Y de pronto no quedaba ningún trolloc de pie. Sólo un Fado, ensartado por tantas flechas que parecía un erizo, continuaba caminando a trompicones, ciegamente. Los relinchos del agonizante caballo del Myrddraal se mezclaban con los gemebundos bramidos de los trollocs moribundos. El cuerno, por fin, había enmudecido. Aquí y allí, en la franja plagada de tocones, un trolloc se incorporaba con dificultad y se replegaba. Y, como una música de fondo, Perrin oía los jadeos de los hombres, que resollaban como si hubieran corrido quince kilómetros. Su propio corazón palpitaba alborotadamente en su pecho.

De pronto alguien lanzó un clamoroso «¡hurra!» que fue como una señal para que los hombres empezaran a brincar y a gritar eufóricamente mientras agitaban al aire los arcos o lo que quiera que tuvieran en las manos y lanzaban gorros al aire. Las mujeres salieron corriendo de las casas, riendo y aclamando, junto con los niños, y todos lo celebraron y bailaron con los hombres. Algunos se acercaron a Perrin corriendo para estrecharle la mano.

—Nos has conducido a una gran victoria, muchacho —dijo Bran, mirándolo sonriente. Llevaba el casco echado hacia atrás, en precario equilibro sobre la coronilla—. Aunque supongo que ya no debería llamarte así. Una gran victoria, Perrin.

—Yo no hice nada —protestó él—. Sólo he estado sentado en el caballo. Fuisteis vosotros. —Bran, como todos los demás, no atendía a razones, y Perrin, azorado, se mantuvo erguido y simuló inspeccionar el campo de batalla hasta que por fin lo dejaron en paz.

Tam no se había sumado a la celebración; permanecía cerca de la estacada, observando a los trollocs. Tampoco los Guardianes se habían unido al alborozo general. Las formas cubiertas con cotas negras alfombraban el suelo entre los tocones. Debía de haber unas quinientas, puede que menos. Unos cuantos habían retrocedido hacia la línea de árboles. Ninguno de los trollocs caídos se encontraba a menos de cincuenta pasos de las afiladas estacas. Perrin localizó a otros dos Fados retorciéndose en el suelo. Con ésos, estaban los tres avistados por las Aiel. Más pronto o más tarde acabarían admitiendo que estaban muertos.

Los vecinos de Dos Ríos lanzaron un clamoroso vítor por éclass="underline"

—¡Perrin Ojos Dorados! ¡Hurra! ¡Hurra! ¡Hurra!
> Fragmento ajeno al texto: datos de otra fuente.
PR #121, opened 2015-02-18
Added tab-related activationCommands

ultramiraculous:
Pulling out tab-related commands to the workspace level so commands like "Close All Tabs" are generally available from the command pane.

PR #149, opened 2015-05-28
Make commands available in the entire workspace

jazzpi:
Currently, the commands from the `tab` package are only available from the command palette if you open it after clicking on the tab bar.

This PR makes them available in the command palette regardless from where it's opened.
This makes e.g. adding a keybind for 'Close All Tabs' easy.


jazzpi:
Whoops - I only just saw #121. That one seems to be more fleshed out, so I'm closing this PR in favor of that.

—Tenían que saberlo —murmuró. Faile lo miró con expresión interrogante—. Los Semihombres tenían que saber que esto no funcionaría. Fíjate. Hasta yo soy capaz de verlo ahora, así que ellos debieron saberlo desde el principio. Si éstas eran todas las tropas que tenían, ¿por qué vinieron al completo? Si hubieran sido el doble habríamos tenido que luchar contra ellos en la estacada. Y con el doble más, habrían tenido oportunidad de entrar al pueblo.

—Tienes buen ojo para estas cosas —manifestó Tomás, que había acercado su caballo a ellos—. Esto no fue más que una prueba para ver si rompíais filas al ver el ataque y puede que para comprobar vuestra rapidez para reaccionar o cómo están organizadas las defensas o tal vez algo que no se me ocurre, pero no cabe duda de que ha sido una prueba. Ahora ya lo saben. —Señaló al cielo, donde un solitario cuervo sobrevolaba el campo de batalla. Un cuervo normal se habría posado para darse un festín con los muertos, pero esta ave dio una última vuelta completa sobre la franja despejada y después se dirigió hacia el bosque—. El próximo ataque no se producirá de inmediato. Vi que dos o tres trollocs alcanzaban el bosque, de modo que la noticia de lo ocurrido se propagará entre ellos. Los Semihombres tendrán que recordarles que temen más a los Myrddraal que a la muerte. Sin embargo, el ataque se producirá e indudablemente será mucho más fuerte que éste. Hasta qué punto, dependerá de cuántos Semihombres han venido por los Atajos.